I like even more your approach of building a bit of non-Earth ecology that is "unintentionally" ;) harmful to human PCs, or affects them in some interesting way. This would add colour via the local ecology to a gaming session.

I've been running a bit of D&D 3.5 for the kids as well, and the Monster Manual is a good source of inspiration for "alien" effects implemented as special rules.
 
I have the older D&D books, from the original tan ones to AD&D and the Blue Book D&D, and they do make very useful monsters and monster ideas.

Also, if you are running D&D, you might want to check out the tubes of critters from Safari Limited.
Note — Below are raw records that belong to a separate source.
Issue #2520, opened 2026-08-20
process: a review thread got four answers to one question, because each scheduled run re-derived the fix from the thread instead of from the branch head


cagataycali:
## What happened

One `[MUST FIX]` thread on #2511 (`tests/simulation/test_predicate_tolerance_sign_domain.py:87`, the `"str" in annotation` substring match) received **four author replies** inside 27 minutes, each independently reproducing the same 6 failures, each announcing the same fix:

| reply | time (UTC) | what it claimed |
|---|---|---|
| 1 | 04:19:23 | fixed in `c2969d4`, whole-annotation match, 6 failed / 104 passed reproduced |
| 2 | 04:31:30 | fixed in `c2969d4` + `adb2cb40`, same 6 failures reproduced again |
| 3 | 04:46:38 | fixed in `c2969d4`, `1bea0b6` merges main |
| 4 | (this run, not sent) | would have been a fourth reproduction plus a **redundant fifth commit** |

The fix itself was correct on the first attempt. Everything after 04:19 was re-work.

## Mechanism

A scheduled run reads the thread, sees `isResolved: false` with an unanswered `[MUST FIX]`, and treats that as "this needs fixing". It is not. The thread is a statement about a **commit**, and the only thing that answers "is this still true" is the **branch head** - which by 04:26 already contained `c2969d49` and `adb2cb40` fixing it.

The cost compounds because a review thread is append-only: a duplicate commit can be dropped locally at zero cost (this run dropped one), but a duplicate *reply* is permanent and has to be read by every subsequent reviewer and every subsequent run - which is itself an input that makes the next run more likely to add a fifth.

This is the same class as #2507 (two runs appending to one AGENTS.md list) but on a different surface: there the collision is textual and `git` reports it, here the collision is semantic and nothing reports it at all.

## What the ordering should be

Cheap, and entirely on the read side - no coordination or locking:

1. `git fetch` the PR head **before** deciding a thread is actionable, and diff the head against the thread's `originalCommit`. If the head already changes the lines the thread names, the thread is answered; verify that and stop.
2. Re-read `reviewThreads.comments` in full, not just the first comment. A thread whose last comment is an author reply naming a commit that exists in the head is closed business, whatever `isResolved` says.
3. `isResolved: false` is not a work signal on its own. Resolution is a *reviewer* action, so an unresolved-but-answered thread is the normal steady state between a push and the next review pass.

## Evidence

[...]

PR #2581, opened 2026-08-21
ci: report which review threads are still owed an author reply

cagataycali:
## Problem

A review thread is append-only, so a run that rebuilds its context each cycle cannot tell
*unanswered* from *answered, and the answer is in the payload I just read*. The reviewer's
question sits there verbatim either way. Nothing in the serialised thread says "answered".

So the same thread gets answered repeatedly:

| pull request | thread | author replies | what the replies after the first added |
|---|---|---|---|
| #2511 | `PRRT_kwDORUMiZs6arq8z` | 3 | nothing - same fix, same commit (`c2969d4`), the same 6 failures reproduced three more times, over 27 minutes |
| #2577 | `PRRT_kwDORUMiZs6bQMZz` | 2 | nothing - `d04a8969` was already named by the first reply, 10 minutes earlier |

The cost is not the wasted run. A duplicate reply is **permanent**: every later reviewer and
every later run has to read it, and reading it is what makes the next run add one more.
#2520 records the loop.

## Why the rule that already exists did not stop it

AGENTS.md is not silent here - it already says a resolved/outdated thread is terminal, and
that a thread whose last non-bot comment is yours has been answered. #2577's thread was
**both** `isResolved: true` and `isOutdated: true` when it took its third comment at
19:28:20Z, and its second and third comments were both the author's. Every field needed to
refuse that reply was in the payload, and had been fetched.

That is the argument for a command rather than another paragraph: the rule asks a reader to
re-derive one boolean from a payload that also contains a reviewer's question addressed to
them. The same reasoning put `check_duplicate_claim.py` in `scripts/` after prose alone
failed to prevent three duplicate claims.

## Change

`scripts/check_thread_is_answered.py` - one outcome per thread, one exit code per pull
request, no clone:

```
python3 scripts/check_thread_is_answered.py --repo strands-labs/robots --pr 2577
python3 scripts/check_thread_is_answered.py --repo strands-labs/robots --all-open
```

| outcome | meaning |
|---|---|
| `settled` | `isResolved`. A reviewer closed the business. |
| `answered` | Open, last non-bot comment is the author's. Next move is the reviewer's. |
| `awaiting-the-author` | Open, last non-bot comment is someone else's (or only bots). **The only outcome that is work, and the only one that exits 1.** |

It reports and does not gate, wired to no workflow, like its three agent-invoked siblings:
what an author should do next is not something a branch can turn green.

## One rule decides it; two tempting fields are reported instead

**Whoever spoke last owes the next move, unless a reviewer resolved the thread.**

**`isOutdated` is not consulted**, and both directions of its unreliability are measured
here. It describes the diff, not the conversation:

- It is `false` on threads that *are* answered. #2480's still reads `isOutdated: false`
  after `e83cf51` fixed the finding, because the fix added a method rather than rewriting
  the commented line.
- A thread keeps taking comments after it flips to `true`. #2577's is `isOutdated: true` and
  took two more comments anyway. Both happened to be the author's, but nothing about the
  flag stops a reviewer's arriving the same way - and a rule reading outdated as terminal
  would file that demand as settled.

Authorship subsumes what the proxy was reaching for. The AGENTS.md bullet calling outdated
terminal is corrected in place rather than contradicted by a second rule.

**Whether the head moved is reported, not decided on.** An author reply that explains rather
than changes is a complete answer that leaves the head exactly where the thread was written;
folding that into the verdict would call it unanswered and license the duplicate reply this
exists to prevent.

It is reported because of a measurement that kills the obvious implementation:
`originalCommit` is a property of the **thread**, not of the comment. All four comments on
#2511 - one reviewer comment and three author replies spanning 04:19 to 04:46 - report the
same `originalCommit` `ee3e4526`, while the head by the last reply was `0a69634d`:

| comment | author | `originalCommit` |
|---|---|---|
| 1 (04:19, reviewer) | reviewer | `ee3e4526` |
| 2 (04:19, reply) | author | `ee3e4526` |
| 3 (04:31, reply) | author | `ee3e4526` |
| 4 (04:46, reply) | author | `ee3e4526` |

So a reply carries no record of the commit it was verified against, and `headRefOid` is the
only commit a thread can be keyed to - which is what #2520 asks for, to tell "already fixed
at `<oid>`" apart from "not yet fixed".

## Tests

`tests/test_thread_is_answered.py`, **41 passed**. Every payload is the measured shape of a
real thread with the resolution flag set to what it was in the window the check runs in.

Coverage comes from replayed incidents rather than a historical sweep, deliberately - see
Verification: on a finished pull request `settled` is the only reachable outcome, so a
historical sweep *cannot* contain the two discriminating ones.

The non-vacuity pin is `test_flipping_only_the_last_comments_author_flips_the_outcome`: same
thread, same head, same commit, same comment count, only the final login differs. A check
that always agreed would not move there. Also pinned: a reviewer demand on an outdated
thread is owed; a resolved thread is settled whoever spoke last; a bot comment after the
author's reply does not reopen it (`github-advanced-security` posts into threads on #2480
and all four of #1722); a bot-only thread is owed; an answer with no commit after it is
still answered; `head_moved` changes no verdict; the thread commit is read from the thread
and not from a reply; unread threads past the ceiling are named rather than cleared; a
lookup failure is never a finding.

## Verification

**Driven against live data, not only fixtures.**

`--pr 2577` -> `nothing-owed`, exit 0, naming the thread `settled`, head `d04a8969`, thread
commit `b966ce64`, head moved `yes`.

`--all-open` over all 11 open pull requests -> `nothing-owed` throughout, exit 0.

**Steady state, and why the sweep is quiet.** Over the 150 most recently updated closed pull
requests: 26 review threads found, **all 26 `isResolved`** and therefore `settled`, all 150
`nothing-owed`. That is the expected result rather than a broken check - threads here do get
resolved, so the two discriminating outcomes exist only in the window between a reviewer's
comment and its resolution. That window is exactly when a scheduled run reads, and exactly
when the wrong answer costs a permanent duplicate reply.

**The incidents are attributable on timestamped fields alone**, which is why authorship
carries the rule: thread resolution has no timestamp in the API, so "was it resolved yet" is
not answerable after the fact. But at 19:28:20Z on #2577 the last non-bot comment was the
author's own reply from 19:17:50Z, and at 04:31 and 04:46 on #2511 it was the author's reply
from 04:19. The authorship test returns `answered` for all three with no appeal to a field
whose history cannot be read back.

**Gate.** `ruff check` and `ruff format --check` clean on both new files. Repo-wide graders
that walk the source or test tree: **530 passed, 1 failed**, and the failure is
`test_docstring_xref_roles_resolve.py::test_qualified_strands_robots_xref_roles_resolve`
with `ImportError: No module named 'cv2'` - reproduced identically on a pristine
`origin/main` worktree, so it is this box lacking an optional dep rather than a branch
finding. CI installs `.[all,dev]`.

**Duplication check before writing any of it.** `check_merge_blockers.py` is the only
existing reader of `reviewThreads` and it collapses them to a scalar count of live threads
(`resolve_unresolved_threads`), discarding every per-thread field. `originalCommit`, thread
comments and comment authors are read **nowhere** in the repository.

## Scope - why #2520 stays open

#2520 has two halves. This lands the read: a thread's state as a verdict instead of a
re-derivation. It does **not** address the other half its second comment records - two
parallel runs each independently deriving the same fix (#2566), where both would correctly
see `awaiting-the-author` and both would still do the work. That needs something about
claiming a thread rather than reading one, so the issue stays open and this only
cross-references it.

Towards #2520.

<sub>An earlier revision of this description phrased that heading with a closing keyword in
front of the issue number, which GitHub linked as a closing reference - it does not read the
surrounding negation. Reworded so merging this cannot auto-close an issue it only half
answers.</sub>

## Round 1

Two graders on `main` pinned premises this branch invalidates, and both failed on `acc21ea`.
Found by running them against the branch tree rather than by reading the rollup -
`call-test-lint` was still in flight, so the branch was never green.

| grader | what it pinned | why this branch broke it |
|---|---|---|
| `tests/test_review_thread_reply_gate.py` | `` `isResolved` or `isOutdated`** -> do not reply `` as a single directive | step 5 now separates the two fields, so that literal is absent |
| `tests/test_duplicate_claim_check.py` | derived `_INFERS_REPOSITORY` == declared `_NAMES_REPOSITORY` | the new script reads `$GITHUB_REPOSITORY`, so it joined the derived set only |

- `1b5c05e` replaces the invalidated premise rather than deleting it. The terminal directive
  is pinned on `isResolved` alone, and the `isOutdated` correction gets its own test
  asserting the two halves that must travel together: the explicit denial, and the
  disposition that replaces it. A denial that removes the rule without supplying one leaves
  an outdated thread undecided - the failure the correction exists to prevent. All three
  literals are absent from the pre-correction prose, so none is vacuous and re-merging the
  fields fails here.
- `d5cf250` declares `check_thread_is_answered.py` as `("--repo", None)`: both modes reach
  the API, so both owe the flag and there is no argv marker to scope it to. Verified
  load-bearing rather than decorative - dropping `--repo` from the documented sweep
  invocation fails naming that invocation.

Regression sweep: the 33 top-level AGENTS.md graders plus this branch's own tests ->
**892 passed**. The only failures need `serial` / `torch` / `strands` optional deps this box
lacks and reproduce identically on a pristine `origin/main`, per the base-first comparison
AGENTS.md requires.

### DIFF
--- a/AGENTS.md
+++ b/AGENTS.md
@@ -291,9 +291,15 @@ hatch run format            # ruff check --fix, ruff format
    - Thread's last non-bot comment is **yours** -> do not reply. You have
      already said it. If there is code to push, push it; the push is the
      message.
-   - Thread is **`isResolved` or `isOutdated`** -> do not reply. Resolution is
-     terminal. Reopening it to restate a landed fix reads as noise, not
-     diligence.
+   - Thread is **`isResolved`** -> do not reply. Resolution is a reviewer action
+     and terminal. Reopening it to restate a landed fix reads as noise, not
+     diligence. `isOutdated` is **not** terminal, measured: it describes the diff
+     rather than the conversation, and a thread keeps accepting comments after it
+     flips - #2577's took two more after `d04a8969` moved its lines. It is also
+     `false` on threads that *are* answered, when the fix adds lines elsewhere
+     (#2480, still `false` after `e83cf51` fixed it). Decide an outdated thread on
+     authorship like any other, or a reviewer's new demand on a moved line is
+     filed as settled.
    - Last comment is **someone else's** and your existing replies do not answer
      it -> reply once, then resolve.
 
@@ -301,6 +307,26 @@ hatch run format            # ruff check --fix, ruff format
    those twelve comments on its own: no semantic comparison, just the author of
    the last comment. Both `isResolved` and the comment authors are already in
    the context payload - they were fetched and not read.
+
+   **Ask for the verdict rather than re-deriving it.** "Fetched and not read" is
+   the whole failure, and it recurred after this rule was written: #2511 took
+   four author replies to one question and #2577 took two, with every field
+   needed to refuse them present in the payload each time. Re-deriving one
+   boolean from a payload that also contains a reviewer's question addressed to
+   you is the part that does not survive a context rebuild, so ask a command:
+
+   ```
+   python3 scripts/check_thread_is_answered.py --repo strands-labs/robots --pr <N>
+   python3 scripts/check_thread_is_answered.py --repo strands-labs/robots --all-open
+   ```
+
+   `settled` and `answered` are not work. `awaiting-the-author` is, and it is the
+   only outcome that exits 1 - so the sweep answers "which of my open pull
+   requests actually need me" in one read. The report also names the commit each
+   thread was written against beside the pull request's head, which is what tells
+   "already fixed at `<oid>`" apart from "not yet fixed" without re-deriving the
+   fix (#2520). It reports and does not gate: what an author should do next is not
+   something a branch can turn green.
 
    What makes this worth writing down is that the previous rule was *satisfied*
    by all twelve. "Address all review comments", and "reply when a thread asks
--- a/changelog.d/2581-thread-answered-check.md
+++ b/changelog.d/2581-thread-answered-check.md
@@ -1,0 +1,32 @@
+### Added: a command that says which review threads are still owed an author reply
+
+`scripts/check_thread_is_answered.py` reports, per review thread on a pull request,
+whether anything is owed: `settled` (a reviewer resolved it), `answered` (the last
+non-bot comment is the author's, so the next move is the reviewer's), or
+`awaiting-the-author` - the only outcome that is work, and the only one that exits
+`1`. `--all-open` sweeps every open non-draft pull request, answering "which of
+these actually need me" in one read.
+
+One rule decides it: whoever spoke last owes the next move, unless a reviewer
+resolved the thread. A thread is append-only, so a reviewer's question stays in it
+verbatim after it is answered and its presence is not evidence that anything is
+outstanding - #2511 collected four author replies to one question in 27 minutes and
+#2577 collected two, each announcing a commit the previous reply had already named.
+
+`isOutdated` is reported but not consulted, because it describes the diff rather
+than the conversation and is unreliable in both directions: it stays `false` on an
+answered thread whose fix added lines elsewhere (#2480 after `e83cf51`), and a
+thread goes on accepting comments after it flips to `true` (#2577 took two more),
+so reading it as terminal files a reviewer's new demand on a moved line as settled.
+The AGENTS.md rule that called it terminal is corrected to match.
+
+Whether the pull request's head has moved past the commit a thread was written
+against is reported beside each thread but decides nothing - an author reply that
+explains rather than changes is a complete answer. It is reported because
+`originalCommit` belongs to the thread and not to the comment (identical on all
+four comments of #2511, across two pushes), so `headRefOid` is the only commit a
+thread can be keyed to when telling "already fixed at `<oid>`" from "not yet
+fixed".
+
+Reports and does not gate, and is wired to no workflow: what an author should do
+next is not something a branch can turn green.
--- a/scripts/check_thread_is_answered.py
+++ b/scripts/check_thread_is_answered.py
@@ -1,0 +1,648 @@
+#!/usr/bin/env python3
+"""Report which of a pull request's review threads are still owed an author reply.
+
+Why this exists
+---------------
+A review thread is append-only, and an agent that rebuilds its context each run
+cannot tell "this question is unanswered" from "this question is answered and the
+answer is sitting in the payload I just read". The reviewer's question is still
+there verbatim either way. Nothing in the serialised thread says *answered*.
+
+So the same thread gets answered repeatedly. Measured on two threads in this
+repository:
+
+============  ==========================  ===============  =========================
+pull request  thread                       author replies   what the replies after
+                                                            the first one added
+============  ==========================  ===============  =========================
+#2511         ``PRRT_kwDORUMiZs6arq8z``    3                nothing -- the same fix,
+                                                            the same commit
+                                                            (``c2969d4``), the same
+                                                            6 failures reproduced
+                                                            three more times, over
+                                                            27 minutes
+#2577         ``PRRT_kwDORUMiZs6bQMZz``    2                nothing -- ``d04a8969``
+                                                            was already named by the
+                                                            first reply, 10 minutes
+                                                            earlier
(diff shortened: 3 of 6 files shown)


yinsong1986 (dismissed):
## Summary

Adds `scripts/check_thread_is_answered.py`, a report-only sibling of `check_pr_head_is_current.py` / `check_last_push_approval.py` that classifies each review thread on a PR as `settled` / `answered` / `awaiting-the-author`, with exit 1 only for the last, and corrects the AGENTS.md bullet that treated `isOutdated` as terminal (with measurement in both directions). The decision rule is deliberately narrow — resolution outranks everything, otherwise last non-bot author decides — and the two tempting proxies (`isOutdated`, head movement) are reported but not consulted, each exclusion pinned by a test.

## What's good

- Conventions match the existing sibling scripts exactly: same flag names (`--repo` / `--pr` / `--token` / `--all-open`), same env-var defaults, same fail-open-on-lookup-failure semantics ("a lookup failure is never a finding"), same mutual-exclusion refusal for `--pr` + `--all-open`.
- No injection surface: the repo string is validated (`owner/name`) and passed as GraphQL variables rather than interpolated; the API host is fixed; no subprocess.
- Read ceilings are directional on purpose — comments from the tail (only the last non-bot comment decides), threads from the head with the shortfall *named* rather than silently cleared, and both properties are pinned.
- Changelog fragment present per AGENTS.md step 3; issue reference worded as `Towards #2520` so the merge cannot auto-close a half-answered issue.
- Test suite (41 passed locally) replays the measured incident payloads and includes a real non-vacuity pin (flipping only the final comment's login flips the outcome).

## Verification suggestions

- Live spot-check beyond fixtures: `python3 scripts/check_thread_is_answered.py --repo strands-labs/robots --pr 2577` should report `nothing-owed` with the thread `settled`, and `--all-open` should exit 0 while every open PR's threads are settled or answered.

yinsong1986 (approved):
## Summary

Adds `scripts/check_thread_is_answered.py`, a report-only sibling of `check_pr_head_is_current.py` / `check_last_push_approval.py` / `check_merge_blockers.py` that classifies each review thread on a pull request as `settled` / `answered` / `awaiting-the-author` (only the last is work, and only it exits 1), with an `--all-open` sweep. The decision rule is deliberately narrow -- resolution outranks everything, otherwise the last non-bot author decides -- and the two tempting proxies (`isOutdated`, head movement) are reported but not consulted, each exclusion measured and pinned. The AGENTS.md step-5 bullet that read `isOutdated` as terminal is corrected in place, and the two graders whose premises that invalidated are updated in the same push (the Round 1 delta since the dismissed review is exactly those two test files).

## What's good

- Conventions match the sibling scripts exactly: same flag names and env-var defaults, same fail-open-on-lookup-failure semantics (a lookup failure is never a finding), same mutual-exclusion refusal for `--pr` + `--all-open`, and the `("--repo", None)` declaration in `test_duplicate_claim_check.py` keeps the derived/declared sets equal.
- No injection surface: repo string validated as `owner/name`, values passed as GraphQL variables, fixed API host, no subprocess.
- Read ceilings are directional with the failure mode in mind -- comments from the tail (only the last non-bot comment decides), threads from the head with the shortfall named rather than silently cleared, both pinned.
- The non-vacuity pin (`test_flipping_only_the_last_comments_author_flips_the_outcome`) and the AGENTS.md correction pin (denial + replacement disposition travel together) are real tests of behaviour, not restatements.
- Changelog fragment present per step 3; the issue reference is worded `Towards #2520` so the merge cannot auto-close a half-answered issue.
- Verified locally at `d5cf250c`: the three touched test files pass (113), the neighbouring workflow graders pass (306), and `ruff check` / `ruff format --check` are clean on both new files.

## Verification suggestions

- Live spot-check beyond fixtures: `python3 scripts/check_thread_is_answered.py --repo strands-labs/robots --pr 2577` should report `nothing-owed` with the thread `settled`, and `--all-open` should exit 0 while every open PR's threads are settled or answered.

I get them from the Shedd Aquarium in Chicago, Michael's, and Hobby Lobby. They have a wide range of animals that you could use as either window dressing, or ideas for creatures, or to represent said creature to your players.

You may also want to check out the following short story on Project Gutenberg.

http://www.gutenberg.org/files/29987/29987-h/29987-h.htm

Sterling Lanier's Join Our Gang, on putting Earth creatures into another planetary environment. Quite interesting.